Reporter: Fahriyadi | Editor: Tri Adi
Demi menyiasati lesunya penjualan, para pedagang di sentra penjualan tekstil di Jalan Perniagaan, Medan, melakukan sejumlah inovasi, seperti menambah barang dagangan atau menerapkan strategi jemput bola ke rumah konsumen. Cara ini terbilang efektif mendongkrak omzet penjualan para perdagangan di sana.
Butuh kejelian dalam menjaring pasar ketika berdagang di sebuah sentra penjualan produk yang bersifat homogen. Maklum, persaingan bisnis di sentra penjualan seperti itu, biasanya sangat ketat. Jika tak pandai-pandai menerapkan strategi usaha, tak mustahil pendapatan akan tergerus persaingan.

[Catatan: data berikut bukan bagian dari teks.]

PR #2928, opened 2024-11-19
Add logging widget to status bar

k-dominik:
Log messages that are emitted using the log level 23 (or `lazyflow.USER_LOGLEVEL`) will show up in the status bar. Double clicking that area will open the log history.

image

Currently this will show the number of labels and oob in pixel classification, object classification (and related workflows - tracking...) as well as multicut.

- [x] Add tests.
- [couldn't find one] Reference relevant issues and other pull requests.

### DIFF
--- a/ilastik/shell/gui/ilastikShell.py
+++ b/ilastik/shell/gui/ilastikShell.py
@@ -29,7 +29,7 @@ import numbers
 import platform
 import threading
 import warnings
-from typing import List, Type, Optional
+from typing import Optional, Type, Union
 
 # SciPy
 import numpy
@@ -151,8 +151,8 @@ class MemoryWidget(QWidget):
         self.label.setText("Cached Data: %1.1f MB" % (bytes / (1024.0**2.0)))
 
 
-class LogWindow(QTextEdit):
-    """Window/Widget that shows the log history"""
+class NotificationsWindow(QTextEdit):
+    """Window/Widget that shows a history of notifications to users"""
 
     def __init__(self, data, *args, **kwargs):
         super().__init__(*args, **kwargs)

Kondisi itu juga berlaku bagi para pedagang di sentra penjualan tekstil di Jalan Perniagaan, Medan. Memasuki periode tahun 2000, sentra ini semakin dijejali para pedagang tekstil dari dalam maupun luar kota Medan.

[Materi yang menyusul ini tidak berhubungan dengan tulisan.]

PR #2935, opened 2025-01-20
Switch to .conda package format (with latest conda build)

k-dominik:
`.conda` is the default package format since conda build `25.1.0`


btbest (approved):
lgtm

just wondering how CI was green in the previous runs - I guess there's still backwards compatibility that looks for tarballs as a fallback

k-dominik:
There hasn't been a build with the new conda-build before. Today `.tar.bz2` would fail.

PR #2937, opened 2025-01-21
Fix persisting NotificationsWindow during test runs

k-dominik:
* since the tests that involve both `NotificationsBar` and its `NotificationsWindow`, it needs to be added to `qtbot` in order to get closed automatically. In order to allow for this the `NotificationsWindow` is constructed when `NotificationsBar` is constructed.
* Fixed parent-child relationship in `NotificationsBar`.
* also changed all `qtbot.mouseDoubleClickEvents` to explicit invocation of the `NotificationsBar.mouseDoubleClickEvent` as it's more reliable according to pytest-qt docs.
* cleaned up constructors a bit.
* fixed a typo when logging from classifier training.
* fixed naming from `log_whatever` to `notifications_whatever`.
* rename test file for consistency.

cleanup of #2928

Note: separate commits to ease reviewing - Squash and merge...


tests/test_ilastik/test_shell/test_status_notification.py
```diff
@@ -0,0 +1,91 @@
...
+        notifications_bar.mouseDoubleClickEvent(_event=None)
+
+    assert id(notifications_bar.notifications_widget) == original_id
+
+
+def test_clear(notifications_bar: NotificationsBar, qtbot, enable_log):
+    assert notifications_bar.text() == ""
+
+    for i in range(42):
+        logger.log(USER_LOGLEVEL, f"msg {i}")
```
btbest, line 78: This logger call triggers
```
--- Logging error ---
  File "~\.conda\envs\domilastik\lib\logging\__init__.py", line 1086, in emit
    stream.write(msg + self.terminator)
  File "~\ilastik\ilastik\shell\gui\ilastikShell.py", line 237, in write
    self.setText(short_log)
RuntimeError: wrapped C/C++ object of type NotificationsBar has been deleted
Call stack:
  File ... (bunch of pytest stack)
  File "~\ilastik\tests\test_ilastik\test_shell\test_status_notification.py", line 79, in test_clear
    logger.log(USER_LOGLEVEL, f"msg {i}")
Message: 'msg 0'
Arguments: ()
```
(times 42 due to the loop)

I tried moving this inside the `with qtbot.waitExposed` block, but that didn't fix it.

Test still passes though...

k-dominik: this unfortunately happens if you call your tests with `pytest -s`, didn't really investigate as I rarely do it - but it must be something related to log streams being hijacked by pytest.

k-dominik: https://github.com/ilastik/ilastik/pull/2937/commits/56aaca6ccbe91d6ec0287c50091e03b02bf149ef is the best I can do without digging super deep - skipping those tests if log is not captured. But definitely better than before!

btbest: Since it seems to be specific to my IDE, I've been trial-and-erroring:

When I run only `test_clear`: no errors ✅ 

When I run "all tests in this file", errors in `test_clear` as I described above 🔴 

When I run all ilastik tests (the top-level `tests` module): no errors ✅ (in `test_clear`)

So getting these errors inside `test_clear` is specific to running "all tests in this file".

However, while running all ilastik tests, I instead found the same errors this time from `tests/test_lazyflow/test_classifiers/testParallelVigraRfLazyflowClassifier.py::TestParallelVigraRfLazyflowClassifier::test_basic` and `test_with_feature_importance` - with their respective log messages (e.g. `Message: 'Training complete. Label counts: (40, 60). Average OOB: 0.055'`).

But I don't get those errors when I run only `TestParallelVigraRfLazyflowClassifier`, or all of `test_classifiers`, or all of `test_lazyflow`. They only happen when I run all `tests`. And best of all, they even happen when I run on this PR's base commit instead of its head (but still only when running all `tests`).

In summary, I have no idea anymore and maybe it's best to ignore this. Probably the skip switch for `-s` is sensible though, even if it's not really relevant for either of us..?

k-dominik: Ouch, I really dislike having this side effect on testing because we use logging for the notifications...

btbest: fixed 😍

btbest (approved):
100% worth it 🥳

PR #2939, opened 2025-01-23
OME-Zarr: Report v0.5 not supported

btbest:
Supporting OME-Zarr v0.5 will require zarr v3, which we currently can't have in our env because python-elf restricts zarr<3.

Banyaknya penyedia kios yang menjual dan menyewakan tokonya adalah salah satu sebab semakin maraknya para pedagang tekstil di sentra ini. Maria, seorang pedagang tekstil di sentra tersebut, bilang, saat ini persaingan bisnis antarpedagang telah mencapai puncaknya. Indikasi ini bisa dilihat dari terus melesunya penjualan tekstil di sana.

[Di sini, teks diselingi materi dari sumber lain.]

PR #2940, opened 2025-01-24
OME-Zarr: Support reading from URIs with s3: scheme

btbest:
This enables reading OME-Zarr from URIs pointing to AWS S3 and S3-compatible objects.

## AWS S3

You can try it live with a public bucket I set up for testing: `s3://btbest-public/img.zarr/`

While it's not super user friendly, this also at least enables users to access S3 buckets that require authentication _at all_, by setting up a credentials file in the default location (`~/.aws/credentials`). Alternatively, one can invoke ilastik with the credentials as env variables (`AWS_ACCESS_KEY_ID` and `AWS_SECRET_ACCESS_KEY`).

You cannot try it with the private bucket that I also set up to try the authenticated access :) (at least not without some private communication)

Setting up your own private bucket for testing is quite a bit of work. You have to:

1. Create an AWS account (which requires payment information)
2. Set up billing rules to make sure you get at least an alert if something shady happens and you incur charges
3. Create a private S3 bucket
4. Upload some OME-Zarr folder to it
5. Create a new user in your IAM, and a new user group to assign it into, and an access policy for the group that gives readonly for S3
6. Create an access key for the user
7. Store the [access key and secret in a file](https://github.com/aws/aws-cli/?tab=readme-ov-file#configuration) called `~/.aws/credentials`

This file has to be present _before_ you run ilastik, botocore seems to only pick it up on first load/import.

Considering all the work involved in just setting this up, maybe we don't even need to make authentication more convenient than that. People who want to use S3 might already be accustomed to authenticating this way and it will "just work" for them.

## S3-compatible

All of the public OME-Zarr datasets on IDR are actually hosted on S3-compatible storage, so the publicly accessible ones have been supported since day 1 (e.g. https://uk1s3.embassy.ebi.ac.uk/idr/zarr/v0.4/idr0101A/13457227.zarr)

Access requiring authentication apparently works according to email with collaborators. I admittedly haven't tried it with s3.embl.de.

### DIFF
--- a/lazyflow/operators/ioOperators/opInputDataReader.py
+++ b/lazyflow/operators/ioOperators/opInputDataReader.py
@@ -100,6 +100,9 @@ class OpInputDataReader(Operator):
         h5_n5_Exts + n5Selection + npyExts + npzExts + rawExts + vigraImpexExts + blockwiseExts + videoExts + klbExts
     )
 
+    supported_ome_zarr_schemes = ["http:", "https:", "file:", "s3:"]
+    precomputed_protocol = "precomputed://"
+
     if _supports_dvid:
         dvidExts = ["dvidvol"]
         SupportedExtensions += dvidExts
@@ -301,7 +304,7 @@ class OpInputDataReader(Operator):
             return ([], None)
         if not isUrl(filePath):
             filePath = Path(filePath).as_uri()
-        if not any(filePath.startswith(scheme) for scheme in ["http", "file", "s3"]):
+        if not any(filePath.startswith(scheme) for scheme in self.supported_ome_zarr_schemes):
             return ([], None)
         # DatasetInfo instantiates a standalone OpInputDataReader to obtain laneShape and dtype.
         # We pass this down to the loader so that it can avoid loading scale metadata unnecessarily.
@@ -311,7 +314,7 @@ class OpInputDataReader(Operator):
         return [reader], reader.Output
 
     def _attemptOpenAsRESTfulPrecomputedChunkedVolume(self, filePath):
-        if not filePath.lower().startswith("precomputed://"):
+        if not filePath.lower().startswith(self.precomputed_protocol):
             return ([], None)
         reader = OpRESTfulPrecomputedChunkedVolumeReader(parent=self)
         reader.Scale.connect(self.ActiveScale)
--- a/lazyflow/operators/ioOperators/opInputDataReader.py
+++ b/lazyflow/operators/ioOperators/opInputDataReader.py
@@ -301,7 +301,7 @@ class OpInputDataReader(Operator):
             return ([], None)
         if not isUrl(filePath):
             filePath = Path(filePath).as_uri()
-        if not (filePath.startswith("http") or filePath.startswith("file")):
+        if not any(filePath.startswith(scheme) for scheme in ["http", "file", "s3"]):
             return ([], None)
         # DatasetInfo instantiates a standalone OpInputDataReader to obtain laneShape and dtype.
         # We pass this down to the loader so that it can avoid loading scale metadata unnecessarily.
--- a/lazyflow/utility/io_util/OMEZarrStore.py
+++ b/lazyflow/utility/io_util/OMEZarrStore.py
@@ -31,7 +31,7 @@ import jsonschema
 import s3fs
 import vigra
 from aiohttp import ClientConnectorError, ClientResponseError
-from botocore.exceptions import NoCredentialsError
+from botocore.exceptions import NoCredentialsError, EndpointConnectionError
 from zarr.core import Array as ZarrArray
 from zarr.errors import ArrayNotFoundError
 from zarr.storage import FSStore, LRUStoreCache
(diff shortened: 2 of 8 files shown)


k-dominik:
`s3fs` (and `fsspec`) `2022.8.2` work for me - could be  a good candidate for a minimal pin.

lazyflow/operators/ioOperators/opInputDataReader.py
```diff
@@ -301,7 +301,7 @@ def _attemptOpenAsOmeZarrUri(self, filePath):
             return ([], None)
         if not isUrl(filePath):
             filePath = Path(filePath).as_uri()
-        if not (filePath.startswith("http") or filePath.startswith("file")):
+        if not any(filePath.startswith(scheme) for scheme in ["http", "file", "s3"]):
```
k-dominik, line 304: it would be a bit more in tune with the rest of the file to declare a class variable in `OpInputDataReader` that lists these (same for precomputed scheme). Also is it will the scheme not always include `://` as well?

lazyflow/utility/io_util/OMEZarrStore.py
```diff
@@ -256,13 +257,42 @@ def _get_zarr_cache_max_size() -> int:
...
     if uri.startswith("file:"):
         # Zarr's FSStore implementation doesn't unescape file URLs before piping them to
         # the file system. We do it here the same way as in pathHelpers.uri_to_Path.
         # Primarily this is to deal with spaces in Windows paths (encoded as %20).
         uri = os.fsdecode(unquote_to_bytes(uri))
-    return FSStore(uri, mode=mode, **kwargs)
+    store = FSStore(uri, mode=mode, **kwargs)
+    try:
+        store["test"]
+        # Any error not handled here is either a successful connection (404 for "test"), or an unknown problem
```
k-dominik, line 269: not sure I understand the motivation here. So you try to access the key "test" in the store to test if you have access to the store in general? What if the object behind "test" is a 10GB file? "test" is probably not the most uncommon random key for stuff (I at least at some point had large random files called "test" around to ... test stuff).

lazyflow/utility/io_util/OMEZarrStore.py
```diff
@@ -256,13 +257,42 @@ def _get_zarr_cache_max_size() -> int:
...
+    except KeyError as e:
+        # FSStore wraps some errors in KeyError (FileNotFoundError even double-wrapped)
+        if isinstance(e.__context__, ClientConnectorError):
+            raise ConnectionError(f"Could not connect to {e.__context__.host}:{e.__context__.port}.") from e
+    except ClientResponseError as e:
+        if not (e.status == 403 and uri.startswith("https://")):
+            raise
+        # 403 indicates we need authentication; FSStore maps https: to HTTPFileSystem, which cannot authenticate
```
k-dominik, line 277: it would be nice to give some sort of feedback to the user that you are trying to authenticate (and how) in the logs at least

lazyflow/utility/io_util/OMEZarrStore.py
```diff
@@ -256,13 +257,42 @@ def _get_zarr_cache_max_size() -> int:
...
+        sub_uri = split_bucket[4]
+        fs = s3fs.S3FileSystem(anon=False, endpoint_url=base_uri_inc_bucket)
+        store = FSStore(sub_uri, fs=fs, **kwargs)
+        try:
+            store["test"]
+        except KeyError as ke:
+            if isinstance(ke.__context__, PermissionError):
+                # This probably is an S3-compatible store, but auth rejected/not found.
+                raise ConnectionError(
+                    f"Server refused permission to read {uri}.\nCheck your S3 credentials setup."
```
k-dominik, line 293: Same here, a hint on the s3 credential setup might be good (or is it so heterogeneous that it is not possible to hint at something?)

k-dominik (commented):
Hey this looks good in principle. I couldn't test it with the public bucket you are providing (getting `Could not connect to the endpoint URL: "http://169.254.169.254/latest/api/token`). Nor do I have access to any ome-zarr images on private buckets. But since @constantinpape et al have tried it (if those are the collaborators you mention) I'm good.

lazyflow/utility/io_util/OMEZarrStore.py
btbest: There are three different ways they might be authenticating with their bucket (creds file, env variables, token). It's a bit too impractical for ilastik to determine which way it is here just for a nicer error. Plus, all of those would have been manually set up by the user, so they should know how they are doing it (or who set it up for them)...

lazyflow/utility/io_util/OMEZarrStore.py
btbest: Yeah should go for a key with higher chance to go 404...

lazyflow/operators/ioOperators/opInputDataReader.py
btbest: The `:` would be guaranteed, but file URIs don't necessarily continue with a / after that.

btbest:
The connection problem is worrying - it's something about not reaching an AWS bucket metadata endpoint and I can't reproduce it even with s3fs=2022.8.2... it's possible that it's related to the DNS setup on the router you were behind (in which case, nothing we can do from our code), so we should confirm that it works if we are on the same LAN. Hopefully it's not a Mac issue.

k-dominik (approved):
lgtm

Maria menuturkan, meski komoditas dagangannya beragam dan berbeda-beda, pasar yang dibidik para pedagang di sentra ini seragam. Yaitu warga kota Medan dan sekitarnya.
Karena itu, menurut dia, agar tetap bisa bertahan di tengah ketatnya persaingan, para pedagang di sentra ini harus memuaskan para konsumen. Caranya dengan memberikan pelayanan terbaik, sekaligus mencoba inovasi bisnis yang baru.
Nah, salah satu inovasi baru yang coba ditawarkan oleh Maria adalah menjual kain batik sutera, komoditas yang belum terlalu banyak dijual di sentra ini. Menurutnya, batik memang sedikit kalah pamor dibanding kain ulos yang menjadi ikon busana adat warga setempat.
Meski begitu, belakangan ini popularitas batik kembali terdongkrak. Ini membuat para pedagang tekstil seperti Maria mencoba peruntungannya dalam menjual batik.
Toh, pilihan itu tidak salah. Batik yang dijual Maria laris manis diserbu pembeli. Dia memperkirakan, kini separuh dari omzet usahanya berasal dari penjualan batik sutera.
Ketatnya persaingan bisnis juga dialami Ramli Nasry, pemilik toko Era Gordyn. Menurut pria berusia 52 tahun ini, sekarang ada 50 pedagang yang menjual produk serupa dengannya, yakni seprai dan gorden.
Ramli bilang, kondisi itu semakin memperburuk penghasilan kiosnya. Untuk mengatasi masalah itu, dia mencoba menerapkan strategi bisnis. Salah satunya melakukan jemput bola untuk menjaring pelanggan.
Jadi, Ramli mendatangi sendiri para calon pelanggannya dengan memberikan contoh produk yang dijualnya. "Sekaligus memenuhi permintaan yang diinginkan konsumen," imbuhnya.
Strategi itu ditempuh Ramli lantaran kiosnya tidak hanya menjual gorden dan seprai. Lebih dari itu, dia juga mendesain bentuk dan warna produk yang dijualnya.
Ramli menawarkan produk nya itu ke sejumlah kantor pemerintahan dan kawasan perumahan elit di kota Medan. Cara seperti itu perlu dilakukan mengingat tidak adanya wadah seperti koperasi atau asosiasi yang menaungi para pedagang di sana. "Sistem di sini adalah yang kuat yang bisa bertahan," imbuhnya.
Ramli mengaku, strategi jemput bola itu cukup efektif mengatrol omzetnya. "Jika suasana sedang baik, total omzet saya bisa mencapai Rp 50 juta per bulan," katanya.